If you do, what is your setup to run and maintain the containers? Have you experienced any problems that have been show-stoppers?
They seem like an attractive option in some cases, but I’m curious to hear how people use them for general computing.
I use flatpak. Problems for me include the lack of package signing like the standard repos have.
Containers like Docker/Podman? I only use that for selfhosted services on my servers. I can’t speak to Docker/Podman applications used on desktop.
If you want to include more universal package methods such ad Snap, Flatpak, and AppImage, I use Flatpak installations for things I want to sandbox that don’t have a focus on Linux Development. These are applications like Discord and Spotify. I’ll also install applications through Flatpak that aren’t available through my package manager, after checking that the Flatpak is maintained by the developer. An example of that which I use is Czkawka which finds and offers solutions for duplicate and similar files.
The way I used Flatpak, I haven’t run into any show stopping issues although I do know using Flatpak for CLI applications can be difficult and annoying. I believe Flatpak CLI apps need to be run by using the full Flatpak package name instead of just the executable name.I set up a docker image for work that contains our prefered IDE and all our toolchains pre-configured. It’s possible flatpack or appimage would have been prefereable but I found setting it up via docker to be really intutitve.
How do you use GUI apps with Docker? Do you have an X server (or equivalent) running on the Docker container that you connect to remotely?
On a local machine using X or XWayland you can pass in the DISPLAY environment variable and X socket. Any program that expects a local X server will just connect to that over a unix socket like normal. It took a little trial and error but there are some guides online.
I use Flatpak sometimes. Unfortunately, I’ve had issues with Flatpak packages being less maintained than apt packages and having weird bugs related to sandboxing. I try to avoid unofficial Flatpak packages of applications that have official Linux support compatible with my computer.
LXC for:
- Software builds
- Command line experiments on distros other than my main one
- Running apps with no risk of messes left behind when I uninstall them
- Some (limited) privacy isolation when running apps that I don’t trust
(It doesn’t provide as much isolation as a hypervisor-based virtual machine, but it’s good enough for some purposes, and much better than Flatpak.)
Flatpak for:
- A handful of apps that aren’t available in my distro’s package repo
- Steam, because its runtime containers don’t play well with LXC
(I never run apps from Flathub, because I find they usually come with loose permission settings that sacrifice the user’s security and privacy in favor of the packager’s convenience. Instead, I build my own flatpaks. Some people get a similar effect by micromanaging overrides with
flatpak override
or Flatseal.)Snap looked interesting when I looked at it a few years ago, especially since parts of its sandboxing design looked more effective than Flatpak’s. However, it was pushed out to Ubuntu users in a state that I don’t consider fit for release, and the maintainers have been painfully slow to address its issues, and its repository system is not open, so I doubt that it will ever meet my needs.
Docker on some servers, though I intend to switch to Podman. (And you asked about desktop software, so this is a little off-topic.)

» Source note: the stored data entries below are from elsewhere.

PR #78, opened 2020-05-17
ExcludeContextSituations ExcludeContextPlaces

ue71603:
Two new parameters for excluding Context elements in the response.


ue71603:
used a completly wrong branch to do it....will do it again.

Issue #44, opened 2019-09-18
Rename LocationInformation to PlaceInformation


skinkie:

pvgrumbkow:
Handled by pull requests #82 and #99

PR #82, opened 2020-05-19
Replacement of Location with Place

pvgrumbkow:
According to TRANSMODEL a location is only a geographical position, while a place has a location along with other attributes. Within OJP the two terms were used inconsistently. This commit distinguishes the two terms properly. In most cases the term location was replaced by the term place. This applies to type and element names but also to annotations. This commit addresses issue #44.

### DIFF
--- a/OJP_JourneySupport.xsd
+++ b/OJP_JourneySupport.xsd
@@ -28,12 +28,12 @@
 		<xs:sequence>
 			<xs:element name="ViaPoint" type="PlaceRefStructure">
 				<xs:annotation>
-					<xs:documentation>Reference to specify the via location.</xs:documentation>
+					<xs:documentation>Reference to specify the via place.</xs:documentation>
 				</xs:annotation>
 			</xs:element>
 			<xs:element name="DwellTime" type="xs:duration" minOccurs="0">
 				<xs:annotation>
-					<xs:documentation>Duration the passenger wants to stay at the via location. Default is 0.</xs:documentation>
+					<xs:documentation>Duration the passenger wants to stay at the via place. Default is 0.</xs:documentation>
 				</xs:annotation>
 			</xs:element>
 		</xs:sequence>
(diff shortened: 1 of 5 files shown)


skinkie:
@pvgrumbkow is this something that is for 1.1 or for 2.0. Just asking, no judgement.

pvgrumbkow:
As far as I remember, this was planned for 1.1. This is a correction, not a functional extension.

OJP_JourneySupport.xsd
```diff
@@ -403,30 +403,30 @@
...
 					<xs:annotation>
-						<xs:documentation>Spatial location.</xs:documentation>
+						<xs:documentation>Static place.</xs:documentation>
 					</xs:annotation>
 				</xs:element>
-				<xs:element name="TripLocation" type="TripLocationStructure">
+				<xs:element name="TripPlace" type="TripPlaceStructure">
 					<xs:annotation>
-						<xs:documentation>Location within a (moving) vehicle.</xs:documentation>
+						<xs:documentation>Place within a (moving) vehicle.</xs:documentation>
```
skinkie, line 411: I really wonder if this is the wording used in Transmodel.

pvgrumbkow: In TRANSMODEL surely the term place is not used for what we call a TripPlace here. In lack of another term I simply used TripPlace. Perhaps we should request a term for this kind of "logical position within a vehicle" from TRANSMODEL. However, in the meantime TripLocation seems to be more wrong than TripPlace.

skinkie: Change the documentation part to something that does not suggest "seating".

pvgrumbkow: Please check again the new description.

herlitze (approved):

skinkie (approved):

Issue #71, opened 2020-04-02
Empty PublishedLineName


ue71603:
Hi everybody
In some cases there exists no LineName. However, the field is mandatory and can't be empty. Sending a blank does not seem a good idea.
Should we change the type? What are other opinions?
I think we need to coordinate this also with the SIRI CEN group. I ask there, too.
Kind regards
Matthias

`<xsd:complexType name="NaturalLanguageStringStructure">
<xsd:annotation>
<xsd:documentation>Tyoe for a string in a specified language.</xsd:documentation>
</xsd:annotation>
<xsd:simpleContent>
<xsd:extension base="PopulatedStringType">
<xsd:attribute ref="xml:lang" use="optional"/>
</xsd:extension>
</xsd:simpleContent>
</xsd:complexType>

Mir scheint also, als könnte man

<xsd:simpleType name="PopulatedStringType">
<xsd:annotation>
<xsd:documentation>A restriction of W3C XML Schema's string that requires at least one character of text.</xsd:documentation>
</xsd:annotation>
<xsd:restriction base="xsd:string">
<xsd:minLength value="1"/>
</xsd:restriction>
</xsd:simpleType>`

ue71603:
Or better, PublishedLineName is optional. That's the case in Siri. Then it is clear. Can we make it optional also in OJP?

pvgrumbkow:
The comment of PublishedLineName states: "Line name or service description as known to the public, f.e. "512", "S8" or "Circle Line".
In my point of view, this is always there. Every service has a line name or a service name, which is communicated to travelers. Therefore a traveler information API like OJP needs to have this kind of information as mandatory.
Could you provide examples, where a service does not have such a communicated name?

ue71603:
In Switzerland some regional trains don't have a line. Even the lines of IC1 and S1 are not really PublishedLineNames. The correct "published line" for both (and all six S1 that exist in Switzerland) is "1". The S1 in Lausanne, Bern, Basel, Zürich and the IC1 all share a pseudo line number of 1.

The RE Schaffhausen-Chur has no line. It only has a train number: Regional-Express 3472

This is by the way true for most train operators in Europe. They use train numbers.  Lines is mainly a concept of local transport. I know that we will get to lines also for trains, but currently to fill in the PublishedLineName is in general just not correct.

ue71603:
In the Swiss data and in the current restrictions, we will just but a "space" there. And I don't guess that's helpful.

[...]

PR #84, opened 2020-05-23
Optional PublishedLineName

ue71603:
In Siri PublishedLineName is optional and in NeTEx all possible equivalent elements in Line are optional as well and even the Ref to al Line in VehicleJourney is optional, so it should be optional here as well. This is alread

https://github.com/VDVde/OJP/issues/71

### DIFF
--- a/OJP_JourneySupport.xsd
+++ b/OJP_JourneySupport.xsd
@@ -58,7 +58,7 @@
 					<xs:documentation>[a specialisation of MODE in TMv6] an extended range of VEHICLE MODEs, aggregating them with some SUBMODEs</xs:documentation>
 				</xs:annotation>
 			</xs:element>
-			<xs:element name="PublishedLineName" type="InternationalTextStructure">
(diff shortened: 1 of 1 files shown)


pvgrumbkow:
Actually I don't see the necessity to follow Siri or NeTEx here. OJP is a service interface in order to give information to the traveler. Siri and NeTEx are data distribution interfaces/formats. 
Please have a look at the TimeLegStructure and its sub structures. If PublishedLineName was optional, there would be no mandatory element anymore, which gives the service of a TimedLeg a name. An information system accessible by OJP should be able to give a service an appropriate name to be given to the traveler. Otherwise we could end up with services without any description.
I disapprove this pull request.

ue71603:
Two things:
* When we name element the same in the Transmodel environment, they should have the same type. Otherwise use a different element name.
* After a longer discussion internally, we agree that we drop this pull request, However, it should be renamed to PublishedServiceName.

pvgrumbkow:
What is the type for the public service name in Transmodel?

PR #86, opened 2020-05-23
Relaxed requirement for id

ue71603:
Relaxed requirement for id. Mainly due to the definition for the German identifiers. But NeTEx also has this level of restriction.


pvgrumbkow:
This is a change within imported SIRI files. I think, this is not a good idea. This would have to be changed within SIRI.

PR #92, opened 2020-07-06
Service / mode extension

ue71603:
Service and ModeStructure didn't have the Extension element.

### DIFF
--- a/OJP_JourneySupport.xsd
+++ b/OJP_JourneySupport.xsd
@@ -356,6 +356,7 @@
 				</xs:annotation>
 			</xs:element>
 			<xs:element ref="SituationFullRef" minOccurs="0" maxOccurs="unbounded"/>
+			<xs:element name="Extension" type="xs:anyType" minOccurs="0"/>
 		</xs:sequence>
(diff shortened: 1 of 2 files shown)


herlitze (dismissed):

pvgrumbkow (dismissed):

pvgrumbkow:
After thinking again about the proposed change, I don't know anymore, whether it would be wise. The proposal is to add an "Extension" to the DatedJourneyGroup. This group is part of DatedJourneyStructure and of ContinousServiceStructure. In both cases the DatedJourneyGroup is a choice. The result is, that some DatedJourneys and some ContinousServices wonÄ't have an extension. Wouldn't it be better and perhaps also more intuitive, if DatedJourneyStructure and ContinousServiceStrucute would each get an "Extension"?
Please excuse, that I com with that one so late...

ue71603:
Update made according to Peter's suggestion.

pvgrumbkow (approved):

sgrossberndt (approved):

herlitze (approved):

PR #94, opened 2020-08-27
Rename PrivateCode to DomainCode

herlitze:


pvgrumbkow:
Thank you, Malte!

pvgrumbkow (approved):

sgrossberndt (approved):

skinkie:
I would not like this change. PrivateCode is a good term, but I think what we actually want is something that is more in the direction of a reference towards a StopPlace or Quay (with a global id). Maybe some people must convince me with an example that this is certainly not what we want here.

pvgrumbkow:
No consensus, therefore omitted.

PR #110, opened 2020-10-22
Moved ResponseContextStructure to OJP_RequestSupport.xsd

pvgrumbkow:
OJP_Places.xsd was not well-formed, because it used ResponseContextStructure without including it. Moved ResponseContextStructure from OJP_JourneySupport.xsd to OJP_RequestSupport.xsd, as it is a general structure and not only for journeys. Added includes of OJP_RequestSupport into several files.

### DIFF
--- a/OJP_JourneySupport.xsd
+++ b/OJP_JourneySupport.xsd
@@ -475,28 +475,6 @@
 			</xs:element>
 		</xs:sequence>
 	</xs:complexType>
-	<xs:complexType name="ResponseContextStructure">
-		<xs:annotation>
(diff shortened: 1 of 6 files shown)


pvgrumbkow:
Could you all please check, whether this branch validates in your frameworks?

ue71603 (approved):

sgrossberndt (approved):
I just cherry-picked these on top of https://github.com/VDVde/OJP/pull/115 and the validation of the examples does still work.
In general we should think whether these singular inclusions of xsds in others make sense or if we should add a `OJP_All.xsd` or the like which includes all sub-XSDs, but that is rather not the scope of this patch.

PR #183, opened 2022-02-23
Fix race conditions during aioredis cleanup

DavidePrincipi:
Execute Python cancel-task handlers in a new context to suppress errors
during async clean up procedures.

The same approach was applied also to the aiohttp client.


gsanchietti (commented):
:man_shrugging:

gsanchietti:
Installation tested without errors

PR #186, opened 2022-02-25
Authorize action with pattern match

DavidePrincipi:
Change the api-server to enforce shell-like pattern matching rules when checking the action authorization.

Pattern matching saves the need of calculating and updating all possible
action names on the API/backend side. Maintaining a list of patterns is
easier than maintaining the full action list for the current exact-match
rule.

See also https://pkg.go.dev/path/filepath#Match


edospadoni (approved):

DavidePrincipi:
New ACLs format for a worker node

```
127.0.0.1:6379> SMEMBERS node/2/roles/owner
1) "*"
127.0.0.1:6379> SMEMBERS node/2/roles/reader
1) "show-*"
2) "list-*"
3) "read-*"
4) "get-*"
```

gsanchietti (approved):

Amygos (approved):

PR #192, opened 2022-03-07
Include only state and volumes in backups

DavidePrincipi:
To avoid issues with nested container mountpoints during restore/backup procedures, limit mounted paths to

- state/ 
- volumes/

Files outside of those paths must not constitute the module state and cannot be included in the state backup by any means.

This PR includes a refactor commit that removes the module-restore agent command (see commit 5dd6b144366aa75eae856982244f86c8b0a2320b).


core/imageroot/usr/local/agent/pypkg/agent/__init__.py
```diff
@@ -174,6 +174,41 @@ def run_restic(rdb, repository, repo_path, podman_args, restic_args, **kwargs):
...
+                    elif module_is_rootfull:
+                        dvolume = module_id + '-' + svolume
+                    else:
+                        dvolume = svolume
+
+                    volume_args[dvolume] = f"--volume={dvolume}:/srv/volumes/{svolume}"
+    else:
+        # TODO: As alternative default strategy,
+        #       we could mount already existing volumes
+        raise Exception("Not implemented")
```
gsanchietti, line 207: Can we cleanup this code?

```suggestion
        return list()
```

PR #194, opened 2022-03-08
Fix default HTTPS certificate

Amygos:
If the node's FQDN is used in the default selfsigned certificate, when a valid certificate for the node's FQDN is requested using the `set-certificate` action, `traefik` will not request a new certificate via Let's Encrypt, but will use the already present selfsigned certificate.
This is caused by the fact that in the system is already present a certificate for the requested domain (in the selfsigned certificate) and to avoid this problem the tld `.test` is used in the selfsigned certificate.
The `CN` of the selfsigned certificate will be `FQDN + .test`

### DIFF
--- a/traefik/imageroot/actions/create-module/20certificate
+++ b/traefik/imageroot/actions/create-module/20certificate
@@ -31,7 +31,7 @@ set -e
 exec 1>&2
 
 NAME="selfsigned"
-FQDN=$(hostname -f)
+FQDN="$(hostname -f).test"
 addresses=''
 
 # Do not override existing certs
--- a/core/tests/10_cluster_sanity/80_trefik_check_certificate_apis.robot
+++ b/core/tests/10_cluster_sanity/80_trefik_check_certificate_apis.robot
@@ -1,0 +1,12 @@
+*** Settings ***
+Library    RequestsLibrary
+Library    SSHLibrary
+
+*** Test Cases ***
+Set node FQDN certificate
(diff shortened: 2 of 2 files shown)


gsanchietti (commented):
It looks good to me.
Still, I remember that old Firefox versions did not permit to bypass the control of such certificate.
I need to test it a little bit.

gsanchietti (approved):
Tests are ok, both on Windows and Linux

traefik/imageroot/actions/create-module/20certificate
```diff
@@ -31,7 +31,7 @@ set -e
 exec 1>&2
 
 NAME="selfsigned"
-FQDN=$(hostname -f)
+FQDN="ns8.local"
```
DavidePrincipi, line 34: The .local suffix is reserved for other purposes. What about appending .test to the FQDN?

```suggestion
FQDN="$(hostname -f).test"
```

gsanchietti: The browser will complain, but as long as HSTS is not enable on that domain, it should not be a real problem.

DavidePrincipi: :raised_hands:

DavidePrincipi (approved):

traefik/imageroot/actions/create-module/20certificate
Amygos: In the end, I pick the solution proposed by @DavidePrincipi :)

PR #198, opened 2022-03-11
traefik: use fixed length `CN` in self signed cert

Amygos:
The `CN` of the self signed certificate was made by concatenating the
`FQDN` of the node with the `.test` tld, this can cause a failure during
the certificate generation if the `FQDN` is already at maximum allowed
length. This was the case with the GitHub Actions runner.

To solve this problem the value of `CN` will be:
* `host-<five random numbers>.ns8.test`


DavidePrincipi (approved):
:heart:

gsanchietti (approved):
:scream:

PR #200, opened 2022-03-15
Implement backup and restore

gsanchietti:
- Add state-include.conf
- Implement restore-module action


gsanchietti:
This PR just adds loki to backup to preserve the logs, if needed.
A future improvement could lead to promtail reconfiguration after loki restore.

PR #220, opened 2022-03-23
install.sh: install podman => 3.4.2

Amygos:
The version provided by Debian 11 of the `containers-common` package,
provided as dependence by `podman`, don't have the support for `log-tag`
an option that is needed by the logs system collector.

See: https://github.com/containers/common/commit/6a2f926c6498ce9f76304933354f297dd52302b5


gsanchietti (approved):
I was expecting it :)

This is ok for me, but I do not know how much can impact the updates of Debian itself.

DavidePrincipi (approved):
I'd prefer getting Podman from Debian testing repo, but it's ok for a temporary workaround!

DavidePrincipi (approved):

PR #237, opened 2022-04-12
Log page. Filter like journalctl -t

DavidePrincipi:
The SYSLOG_IDENTIFIER journal field is more flexible: it works with
applications that are not aware of containers (i.e. agents).


gsanchietti (commented):
I do not understand what changes this PR introduce.
As long as current implementation should not be changed in all modules, I'm ok with it.
Also I think  logs should be kept associated to machines using the hostname.

DavidePrincipi:
I updated the issue description with more information. I hope it is more clear now.

Amygos (approved):

gsanchietti (approved):
:man_shrugging: 

In @Amygos we trust

edospadoni (approved):

PR #239, opened 2022-04-13
Use pipeline mode in redis-exec command

DavidePrincipi:
Optimize the multiple commands execution in a single pipeline.

### DIFF
--- a/core/imageroot/usr/local/agent/bin/redis-exec
+++ b/core/imageroot/usr/local/agent/bin/redis-exec
@@ -24,14 +24,19 @@ import sys
 import agent
 import csv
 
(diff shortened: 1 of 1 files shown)


DavidePrincipi:
Test suite passed here https://github.com/NethServer/ns8-core/runs/6006136984

Amygos:
Can you show an example?

DavidePrincipi:
The command input and output formats do not change at all. However a Redis command pipeline is sent instead of a command/response loop, when the commands are read from standard input. E.g.

    redis-exec <<EOF
    SET a b
    SET c d
    EOF

Amygos (approved):

PR #240, opened 2022-04-22
Drop agent package dependency in cluster.userdomains

DavidePrincipi:
Existing similar functions receive a Redis opened connection handle
as mandatory argument. The package should not open new connections by
itself.


DavidePrincipi:
Existing function calls seem to always pass `rdb`: https://github.com/search?q=org%3ANethServer+list_domains&type=code

gsanchietti:
I'd prefer to have a simpler interface for developers.
What is the reason to drop current implementation?

PR #245, opened 2022-05-15
Update build-image.sh

aereaco:
set supervised to no in cat >etc/redis.conf


DavidePrincipi (changes requested):
According to https://github.com/redis/redis/blob/e6f67092f8d4d81761a60c46011d1ff1dc3c2628/redis.conf#L274-L275 the default value is already `no` and the PR is useless.

I'm closing the PR.

PR #251, opened 2022-05-26
Fix api-cli auto completion

DavidePrincipi:
Since #186 the `api-cli` Bash auto completion is broken. This PR aims to fix it. Refs fb1e605e8f6a440aa03fecbc761f8dbbe4ba2625

The completion token is passed by the Bash function to `api-cli list-actions [prefix]`, as the search `prefix`.

The prefix is used to generate the correct completion list. Only when a full AGENT_ID is completed, the full action list is retrieved with a `list-actions` action call.


gsanchietti (commented):
I have no idea, I trust you :)

PR #2, opened 2023-10-25
Try out making surface codes in plaquette

vtomole:


surface_codes.ipynb
```diff
@@ -0,0 +1,241 @@
...
+   ]
+  },
+  {
+   "cell_type": "code",
+   "execution_count": 4,
+   "id": "5c23fb7b-4057-4de4-b907-a8e9b778a7e1",
+   "metadata": {},
+   "outputs": [],
+   "source": [
+    "# Is the size of the code the distance? Looks like \"Yes\"\n",
```
perlinm, line 96: This is true for the surface code, but not true in general.

vtomole:
Stale.

PR #4, opened 2023-10-30
TQEC class with Stim code ( Test version )

younghunk1995:
Uploading QEC examples ( Repetition code, Surface code )


vtomole:
I think it would be good if others are able to see this. I'll re-open and turn it into draft.

vtomole:
Stale.

PR #7, opened 2023-11-30
Building templates

nelimee:
The solution using templates, still a **work in progress** for the moment.

Multiple improvements can be done, among which:

1. better documentation,
2. better plaquette index input,
3. small refactor of the internals to only use corner positioning,
4. validity verification,
5. [maybe] move the code one directory up to avoid the indirection with `python_prototype`,
6. more...


nelimee:
Currently there is:
- [main] the whole repository is a python package. 
- [this branch] that hosts the main python package in a folder `python_directory`.

What is the best way going forward? I am asking this because I do not know how the file organisation will go with the javascript files from UI. It might be easier to split the Python project and the Javascript one, I let you tell me which option is the best.

Also, my approach is not the "non_template", so I will likely create a new package.

smburdick:
Is this still going to be merged? Is it superseded by #14?

nelimee:
It is superseded by #14, closing.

I have never heard of LXC, thanks for the tip! Is LXC similiar to Docker where you need to configure the entire environment? When you use LXC for desktop software, do you always build from source?
LXC puts an entire Linux distro in a container, so I can use shells, install packages, and configure/manage things like I would a virtual machine. It’s useful when I want more flexibility than the single-app model offered by docker and flatpak. I haven’t tried using it for a desktop environment (like Plasma or GNOME), but I have used it for GUI apps.
No, I don’t always build apps from source for use in an LXC container. I usually let the guest’s package manager (like apt) install them.
Are you aware of Qubes OS? It’s made specifically for desktop software in containers.
No I havent, but it looks incredible! Thanks for another tip.